The input |
PR #1551, opened 2023-02-10
Rework locationState tracking using StateFlow

### LINKED ISSUE #1540: [Map] Don’t show “Cannot show location without permission” toast when prompting for permission.

JSunde:
Fixes #1540


ground/src/main/java/com/google/android/ground/system/LocationManager.kt
```diff
@@ -79,6 +86,40 @@ constructor(
...
+          }
+        )
+        .andThen(settingsManager.enableLocationSettings(FINE_LOCATION_UPDATES_REQUEST))
+        .andThen(requestLocationUpdates())
+        .toSingle {
+          lock()
+          Result.success(true)
+        }
+        .onErrorReturn { Result.failure(it) }
+        .subscribe()
```
JSunde, line 110: I feel like I'm missing something here, I'm guessing maybe I should be returning this result, rather than subscribing here? But I don't fully understand what would be consuming the result.

As is this correctly launches the permissions dialog, but it seems that the onPermissionRequestResult isn't called afterwards, I'm guessing because there are no longer any subscribers?

@gino-m do you know what I should be doing with the result here  and how I can make sure the onPermissionRequestResult is called?

ground/src/main/java/com/google/android/ground/system/LocationManager.kt
```diff
@@ -79,6 +86,40 @@ constructor(
       .onErrorReturn { Result.failure(it) }
   }
 
+  fun toggleLocationLock() {
+    if (locationLockState.value.getOrDefault(false)) {
+      unlock()
```
gino-m, line 91: Nit: `disableLocationLock()` might be more appropriate, since we've been talking about "location lock" as a feature that can be turned on and off, not about "locking the location".

ground/src/main/java/com/google/android/ground/system/LocationManager.kt
gino-m: Right.. if you turn this into a suspend function you can call `await()` instead of subscribing.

Work required | From the entries above, copy each line holding "should".

Result of the task |
JSunde, line 110: I feel like I'm missing something here, I'm guessing maybe I should be returning this result, rather than subscribing here? But I don't fully understand what would be consuming the result.
@gino-m do you know what I should be doing with the result here  and how I can make sure the onPermissionRequestResult is called?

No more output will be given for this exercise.